So freakishly predictable
, Stephanie thinks.
Because I have hips. Like a normal fucking female!

But she doesn’t say anything. Her mother must have held back the guts gene from Steph’s
DNA
. Las slides onto the banquette opposite her with a belch. Stephanie surveys the outline of her brother’s deltoids under his tight T-shirt, the sun-bleached tips of his uncombed hair, his overall irreproachable hot-guyness.
Stupid as shit, though
.

How easy it would be to shock her mom, her dad, Las, if only she had the nerve. She’d announce her intentions to see a drag queen show, chew qat with the high school’s two Somali kids, wear a headscarf in solidarity with the quietly courageous Nala Nahid, or hold hands with a girl and walk the length of downtown Dorkville. Yup, there’d be some jaws hanging open.

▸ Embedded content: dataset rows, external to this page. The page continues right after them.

PR #635, opened 2022-05-17
Update act.drive.cpp

UndeadNappist:
Allows you to use melee weapons while on a bike.

### DIFF
--- a/src/act.drive.cpp
+++ b/src/act.drive.cpp
@@ -1270,7 +1270,7 @@ ACMD(do_driveby)
   }
  
   if ((wielded = GET_EQ(ch, WEAR_WIELD))) {
-    if ((IS_OBJ_STAT(wielded, ITEM_EXTRA_TWOHANDS) || (!WEAPON_IS_GUN(wielded) && ch->in_veh->type = !VEH_BIKE))  {
+    if ((IS_OBJ_STAT(wielded, ITEM_EXTRA_TWOHANDS) || (!WEAPON_IS_GUN(wielded) && ch->in_veh->type = !VEH_BIKE)))  {
       send_to_char(ch, "You can only do a driveby with a one handed weapon in a vehicle and a melee weapon while on a bike!\r\n");
       return;
     }
--- a/src/act.drive.cpp
+++ b/src/act.drive.cpp
@@ -1271,7 +1271,7 @@ ACMD(do_driveby)
  
   if ((wielded = GET_EQ(ch, WEAR_WIELD))) {
     if ((IS_OBJ_STAT(wielded, ITEM_EXTRA_TWOHANDS) || (!WEAPON_IS_GUN(wielded) && ch->in_veh->type = !VEH_BIKE))  {
-      send_to_char(ch, "You can only do a driveby with a one handed weapon in a vehicle and/or a melee weapon while on a bike!\r\n");
+      send_to_char(ch, "You can only do a driveby with a one handed weapon in a vehicle and a melee weapon while on a bike!\r\n");
       return;
     }
     if (!IS_NPC(vict) && !PRF_FLAGGED(ch, PRF_PKER) && !PRF_FLAGGED(vict, PRF_PKER)) {
--- a/src/act.drive.cpp
+++ b/src/act.drive.cpp
@@ -1270,8 +1270,8 @@ ACMD(do_driveby)
   }
 
   if ((wielded = GET_EQ(ch, WEAR_WIELD))) {
-    if (!(GET_OBJ_VAL(wielded, 4) == SKILL_PISTOLS || GET_OBJ_VAL(wielded, 4) == SKILL_SMG)) {
-      send_to_char(ch, "You can only do a driveby with a pistol or SMG.\r\n");
+    if (!(GET_OBJ_VAL(wielded, 4) == SKILL_PISTOLS || GET_OBJ_VAL(wielded, 4) == SKILL_SMG || ((0 <= GET_OBJ_VAL(wielded, 3) <= 4)  && ch->in_veh->type = VEH_BIKE)))  {
+      send_to_char(ch, "You can only do a driveby with a pistol or SMG, or a melee weapon while on a bike.\r\n");
       return;
     }
     if (!IS_NPC(vict) && !PRF_FLAGGED(ch, PRF_PKER) && !PRF_FLAGGED(vict, PRF_PKER)) {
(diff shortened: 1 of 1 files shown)


src/act.drive.cpp
```diff
@@ -1270,8 +1270,8 @@ ACMD(do_driveby)
   }
 
   if ((wielded = GET_EQ(ch, WEAR_WIELD))) {
-    if (!(GET_OBJ_VAL(wielded, 4) == SKILL_PISTOLS || GET_OBJ_VAL(wielded, 4) == SKILL_SMG)) {
-      send_to_char(ch, "You can only do a driveby with a pistol or SMG.\r\n");
+    if (!(GET_OBJ_VAL(wielded, 4) == SKILL_PISTOLS || GET_OBJ_VAL(wielded, 4) == SKILL_SMG || ((0 <= GET_OBJ_VAL(wielded, 3) <= 4)  && ch->in_veh->type = VEH_BIKE)))  {
```
luciensadi, line 1273: This logic hasn't been touched in a dog's age. It probably needs to include IS_GUN for the weapon, and should have the magic number values removed (see utils.hpp for a list of GET_WEAPON_X calls to replace the GET_OBJ_VAL calls with).

Also, this should only allow doing drivebys with one-handed weapons.

UndeadNappist: I want to be able to lance people or cut them in half with a ridiculously oversized sword. Also, this leaves open shooting people with one-handed shotguns.

Bikes are objectively worse than cars in pretty much all circumstances.

UndeadNappist:
> There's messaging in the driveby function that talks about using firearms for it, that will need to be fixed. This also will need to be tested for balance before we actually put it into the game!

Default driveby is insanely powerful disregarding the changes I've made. A nerf would require an all-encompassing one, but most people don't do drivebys due to it being slow.

UndeadNappist:
Still working on the other firearms things later in the logic chain, PR is incomplete.

UndeadNappist:
Undid using two-handed melee weapons on a bike, as there are one-handed monoswords and one-handed lances, so you can still fulfill that dream.

src/act.drive.cpp
```diff
@@ -1268,19 +1268,23 @@ ACMD(do_driveby)
...
+ 
   if ((wielded = GET_EQ(ch, WEAR_WIELD))) {
-    if (!(GET_OBJ_VAL(wielded, 4) == SKILL_PISTOLS || GET_OBJ_VAL(wielded, 4) == SKILL_SMG)) {
-      send_to_char(ch, "You can only do a driveby with a pistol or SMG.\r\n");
+    if (GET_OBJ_TYPE(wielded) != ITEM_WEAPON) {
+      send_to_char(ch, "You have to be wielding a weapon!"
+      return;
+    }
+    if ((IS_OBJ_STAT(wielded, ITEM_EXTRA_TWOHANDS) || (!WEAPON_IS_GUN(wielded) && ch->in_veh->type = !VEH_BIKE)))  {
+      send_to_char(ch, "You can only do a driveby with a one handed weapon in a vehicle and a melee weapon while on a bike!\r\n");
```
luciensadi, line 1278: This message is confusing, try splitting it with an if-check and giving them the proper message for the vehicle they're in.

src/act.drive.cpp
```diff
@@ -1268,19 +1268,23 @@ ACMD(do_driveby)
...
       return;
     }
     if (!IS_NPC(vict) && !PRF_FLAGGED(ch, PRF_PKER) && !PRF_FLAGGED(vict, PRF_PKER)) {
       send_to_char(ch, "You have to be flagged PK to attack another player.\r\n");
       return;
     }
 
-    send_to_char(ch, "You point %s towards %s and open fire!\r\n", GET_OBJ_NAME(wielded), GET_NAME(vict));
-    snprintf(buf, sizeof(buf), "%s aims %s towards %s and opens fire!\r\n", GET_NAME(ch), GET_OBJ_NAME(wielded), GET_NAME(vict));
+    send_to_char(ch, "You swing %s towards %s and attack!\r\n", GET_OBJ_NAME(wielded), GET_NAME(vict));
```
luciensadi, line 1286: Instead of rewriting all driveby attack messages, print a different attack message depending on the weapon type used.

src/act.drive.cpp
```diff
@@ -1292,9 +1296,13 @@ ACMD(do_driveby)
   }
 
   for (pass = ch->in_veh->people; pass; pass = pass->next_in_veh) {
-    if (pass != ch) {
-      if (PLR_FLAGGED(pass, PLR_DRIVEBY) && AWAKE(pass) && GET_EQ(pass, WEAR_WIELD) &&
-          GET_OBJ_VAL(GET_EQ(pass, WEAR_WIELD),4) >= SKILL_FIREARMS) {
+    if (pass != ch && (wielded = GET_EQ(pass, WEAR_WIELD))) {
+      if (GET_OBJ_TYPE(wielded) != ITEM_WEAPON) {
```
luciensadi, line 1300: You did a wielded check earlier in the code, are you expecting that they could un-wield between then and now?

src/act.drive.cpp
```diff
@@ -1317,9 +1325,9 @@ ACMD(do_driveby)
   order_list(list);
   roll_individual_initiative(vict);
   if (GET_INIT_ROLL(vict) < 12)
-    send_to_char(vict, "You suddenly feel a cap busted in your ass as %s zooms past!\r\n", GET_VEH_NAME(ch->in_veh));
+    send_to_char(vict, "You suddenly feel force slamming into your hoop as %s zooms past!\r\n", GET_VEH_NAME(ch->in_veh));
```
luciensadi, line 1328: Split between weapon types.

src/act.drive.cpp
```diff
@@ -1317,9 +1325,9 @@ ACMD(do_driveby)
...
   else
-    send_to_char(vict, "A hail of bullets flies from %s as it zooms past!\r\n", GET_VEH_NAME(ch->in_veh));
+    send_to_char(vict, "A flurry of attacks flies from %s as it zooms past!\r\n", GET_VEH_NAME(ch->in_veh));
```
luciensadi, line 1330: This doesn't read well even if it's purely melee attacks. Something needs to change, probably along the lines of being more specific about what attack is being done and with what melee weapon.

luciensadi (changes requested):
I've filed some initial thoughts on this, but I'm not sure that adding melee driveby attacks is even something that we can support without considerable additional work. Are there book rules we can follow here? This seems like the kind of thing that should induce crash tests and possibly risk damage for the swinger (for more details, hit a mailbox with a baseball bat at 40mph)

“Hungry?” Her mom’s laser-whitened smile beams at her brother.

He nods. Her mom slides a heaped plate in front of Las, who doesn’t acknowledge it.

“Ma, what’s going on with the barricade?” he says. “Fucking natives make us look like wimps.”

“Dad and I are working on it. Something’s close.”

“What’s the holdup? You own the property, they’re blocking it. It’s against the law. Drag the assholes off there. Christ, I’ll do it.”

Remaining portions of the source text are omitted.